> [Work to be completed]: In the records that follow, the lines from the one containing "-352,6 +353,57 @@" to the one containing "-250,6 +250,33 @@", inclusive, are to be given again exactly.

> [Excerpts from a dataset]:
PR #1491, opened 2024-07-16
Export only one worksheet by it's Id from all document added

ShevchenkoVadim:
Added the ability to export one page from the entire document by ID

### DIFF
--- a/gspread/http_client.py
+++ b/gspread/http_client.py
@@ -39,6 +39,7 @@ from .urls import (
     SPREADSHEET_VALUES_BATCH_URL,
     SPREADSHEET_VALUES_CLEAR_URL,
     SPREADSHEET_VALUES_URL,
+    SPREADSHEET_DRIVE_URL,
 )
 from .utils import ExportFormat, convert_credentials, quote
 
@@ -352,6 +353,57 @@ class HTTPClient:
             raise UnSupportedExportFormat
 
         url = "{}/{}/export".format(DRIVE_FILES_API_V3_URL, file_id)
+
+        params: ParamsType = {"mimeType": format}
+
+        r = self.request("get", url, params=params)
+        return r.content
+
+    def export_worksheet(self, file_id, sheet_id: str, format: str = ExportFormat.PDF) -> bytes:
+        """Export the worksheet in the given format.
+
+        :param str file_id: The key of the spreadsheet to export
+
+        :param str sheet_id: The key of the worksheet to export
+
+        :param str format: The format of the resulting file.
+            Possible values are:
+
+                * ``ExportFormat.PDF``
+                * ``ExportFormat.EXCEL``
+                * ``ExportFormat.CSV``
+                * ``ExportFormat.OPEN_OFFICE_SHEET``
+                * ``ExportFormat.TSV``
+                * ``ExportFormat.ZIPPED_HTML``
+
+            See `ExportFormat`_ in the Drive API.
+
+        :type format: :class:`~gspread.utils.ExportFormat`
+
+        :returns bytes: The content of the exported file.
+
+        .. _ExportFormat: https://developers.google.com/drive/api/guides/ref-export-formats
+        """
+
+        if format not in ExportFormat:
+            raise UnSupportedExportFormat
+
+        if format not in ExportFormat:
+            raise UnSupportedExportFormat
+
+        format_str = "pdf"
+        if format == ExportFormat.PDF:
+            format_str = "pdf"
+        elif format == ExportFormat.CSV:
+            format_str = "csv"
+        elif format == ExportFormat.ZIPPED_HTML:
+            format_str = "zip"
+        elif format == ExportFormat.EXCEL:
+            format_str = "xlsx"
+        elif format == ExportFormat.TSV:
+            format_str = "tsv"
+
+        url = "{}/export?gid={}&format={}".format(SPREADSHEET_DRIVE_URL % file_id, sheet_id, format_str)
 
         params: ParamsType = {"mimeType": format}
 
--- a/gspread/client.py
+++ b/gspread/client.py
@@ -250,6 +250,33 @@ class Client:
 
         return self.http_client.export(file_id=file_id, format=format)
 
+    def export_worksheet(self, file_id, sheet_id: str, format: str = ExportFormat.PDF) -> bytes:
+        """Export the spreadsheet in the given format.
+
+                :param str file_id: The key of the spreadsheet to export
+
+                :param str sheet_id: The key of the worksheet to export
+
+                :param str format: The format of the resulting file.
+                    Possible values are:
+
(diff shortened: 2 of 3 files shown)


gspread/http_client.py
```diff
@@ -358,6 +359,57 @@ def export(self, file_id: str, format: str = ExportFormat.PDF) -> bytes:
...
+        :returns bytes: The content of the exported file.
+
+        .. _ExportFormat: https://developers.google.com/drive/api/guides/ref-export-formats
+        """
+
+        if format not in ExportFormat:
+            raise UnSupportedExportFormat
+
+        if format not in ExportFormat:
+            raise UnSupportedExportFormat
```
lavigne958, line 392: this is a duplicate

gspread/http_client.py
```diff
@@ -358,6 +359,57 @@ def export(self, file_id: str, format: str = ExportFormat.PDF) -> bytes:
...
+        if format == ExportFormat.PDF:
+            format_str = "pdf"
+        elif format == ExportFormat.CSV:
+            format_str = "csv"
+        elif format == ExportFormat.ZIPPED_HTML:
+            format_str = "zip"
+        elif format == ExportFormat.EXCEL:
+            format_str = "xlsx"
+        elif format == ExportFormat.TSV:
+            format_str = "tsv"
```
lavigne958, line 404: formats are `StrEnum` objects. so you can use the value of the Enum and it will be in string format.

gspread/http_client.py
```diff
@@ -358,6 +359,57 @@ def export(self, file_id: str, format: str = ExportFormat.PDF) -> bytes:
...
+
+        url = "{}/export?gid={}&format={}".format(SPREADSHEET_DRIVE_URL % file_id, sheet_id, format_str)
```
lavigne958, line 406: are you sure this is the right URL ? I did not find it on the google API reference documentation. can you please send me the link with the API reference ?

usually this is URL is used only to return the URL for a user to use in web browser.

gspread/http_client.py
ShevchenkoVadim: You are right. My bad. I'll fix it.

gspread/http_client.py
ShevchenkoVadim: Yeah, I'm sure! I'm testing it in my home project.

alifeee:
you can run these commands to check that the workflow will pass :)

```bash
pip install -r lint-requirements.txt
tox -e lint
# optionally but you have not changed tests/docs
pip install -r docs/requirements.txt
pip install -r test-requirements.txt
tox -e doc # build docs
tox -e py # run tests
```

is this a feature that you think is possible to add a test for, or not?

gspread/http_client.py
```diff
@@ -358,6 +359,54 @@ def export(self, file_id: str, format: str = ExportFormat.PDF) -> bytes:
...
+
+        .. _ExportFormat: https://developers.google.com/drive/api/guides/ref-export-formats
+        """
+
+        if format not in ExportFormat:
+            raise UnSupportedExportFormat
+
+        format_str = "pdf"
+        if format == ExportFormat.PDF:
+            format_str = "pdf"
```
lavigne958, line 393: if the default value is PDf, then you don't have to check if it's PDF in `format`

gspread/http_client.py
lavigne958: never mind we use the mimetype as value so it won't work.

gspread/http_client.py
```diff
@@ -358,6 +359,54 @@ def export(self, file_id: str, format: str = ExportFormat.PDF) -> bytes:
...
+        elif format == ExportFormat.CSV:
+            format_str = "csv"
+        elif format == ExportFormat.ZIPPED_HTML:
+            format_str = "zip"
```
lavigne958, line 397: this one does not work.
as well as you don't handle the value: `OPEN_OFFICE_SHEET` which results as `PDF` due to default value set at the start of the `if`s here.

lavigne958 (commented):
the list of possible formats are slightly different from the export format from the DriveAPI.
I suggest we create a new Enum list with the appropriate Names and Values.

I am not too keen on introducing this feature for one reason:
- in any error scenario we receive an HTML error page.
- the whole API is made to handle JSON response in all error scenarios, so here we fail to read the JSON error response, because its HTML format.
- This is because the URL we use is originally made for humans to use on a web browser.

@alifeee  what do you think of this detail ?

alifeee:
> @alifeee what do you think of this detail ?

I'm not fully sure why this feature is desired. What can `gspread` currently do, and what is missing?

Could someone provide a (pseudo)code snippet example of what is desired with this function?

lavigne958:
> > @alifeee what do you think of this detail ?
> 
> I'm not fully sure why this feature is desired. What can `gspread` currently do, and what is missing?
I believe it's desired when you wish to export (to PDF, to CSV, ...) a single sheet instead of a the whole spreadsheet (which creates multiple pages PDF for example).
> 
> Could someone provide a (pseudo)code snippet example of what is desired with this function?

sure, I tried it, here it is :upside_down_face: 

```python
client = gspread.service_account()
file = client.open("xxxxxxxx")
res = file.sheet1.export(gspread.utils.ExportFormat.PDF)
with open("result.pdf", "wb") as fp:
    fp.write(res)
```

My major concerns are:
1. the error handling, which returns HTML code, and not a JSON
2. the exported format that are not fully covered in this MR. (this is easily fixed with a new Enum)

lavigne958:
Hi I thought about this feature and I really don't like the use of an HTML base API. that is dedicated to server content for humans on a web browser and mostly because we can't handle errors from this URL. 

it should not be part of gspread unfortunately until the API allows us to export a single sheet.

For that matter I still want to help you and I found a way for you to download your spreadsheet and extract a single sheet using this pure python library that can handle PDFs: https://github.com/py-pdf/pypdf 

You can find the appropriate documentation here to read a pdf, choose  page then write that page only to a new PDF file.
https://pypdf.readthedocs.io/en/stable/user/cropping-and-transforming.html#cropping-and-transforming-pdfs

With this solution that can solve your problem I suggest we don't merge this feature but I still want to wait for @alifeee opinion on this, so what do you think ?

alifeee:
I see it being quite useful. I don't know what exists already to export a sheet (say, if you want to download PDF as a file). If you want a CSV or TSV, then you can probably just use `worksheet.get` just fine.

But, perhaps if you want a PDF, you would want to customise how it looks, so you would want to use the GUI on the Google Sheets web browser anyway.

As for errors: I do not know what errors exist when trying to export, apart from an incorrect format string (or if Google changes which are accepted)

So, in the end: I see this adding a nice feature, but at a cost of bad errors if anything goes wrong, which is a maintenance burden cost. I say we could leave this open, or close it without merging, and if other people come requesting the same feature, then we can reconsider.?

> [Solved problem]:
@@ -352,6 +353,57 @@ class HTTPClient:
             raise UnSupportedExportFormat
 
         url = "{}/{}/export".format(DRIVE_FILES_API_V3_URL, file_id)
+
+        params: ParamsType = {"mimeType": format}
+
+        r = self.request("get", url, params=params)
+        return r.content
+
+    def export_worksheet(self, file_id, sheet_id: str, format: str = ExportFormat.PDF) -> bytes:
+        """Export the worksheet in the given format.
+
+        :param str file_id: The key of the spreadsheet to export
+
+        :param str sheet_id: The key of the worksheet to export
+
+        :param str format: The format of the resulting file.
+            Possible values are:
+
+                * ``ExportFormat.PDF``
+                * ``ExportFormat.EXCEL``
+                * ``ExportFormat.CSV``
+                * ``ExportFormat.OPEN_OFFICE_SHEET``
+                * ``ExportFormat.TSV``
+                * ``ExportFormat.ZIPPED_HTML``
+
+            See `ExportFormat`_ in the Drive API.
+
+        :type format: :class:`~gspread.utils.ExportFormat`
+
+        :returns bytes: The content of the exported file.
+
+        .. _ExportFormat: https://developers.google.com/drive/api/guides/ref-export-formats
+        """
+
+        if format not in ExportFormat:
+            raise UnSupportedExportFormat
+
+        if format not in ExportFormat:
+            raise UnSupportedExportFormat
+
+        format_str = "pdf"
+        if format == ExportFormat.PDF:
+            format_str = "pdf"
+        elif format == ExportFormat.CSV:
+            format_str = "csv"
+        elif format == ExportFormat.ZIPPED_HTML:
+            format_str = "zip"
+        elif format == ExportFormat.EXCEL:
+            format_str = "xlsx"
+        elif format == ExportFormat.TSV:
+            format_str = "tsv"
+
+        url = "{}/export?gid={}&format={}".format(SPREADSHEET_DRIVE_URL % file_id, sheet_id, format_str)
 
         params: ParamsType = {"mimeType": format}
 
--- a/gspread/client.py
+++ b/gspread/client.py
@@ -250,6 +250,33 @@ class Client:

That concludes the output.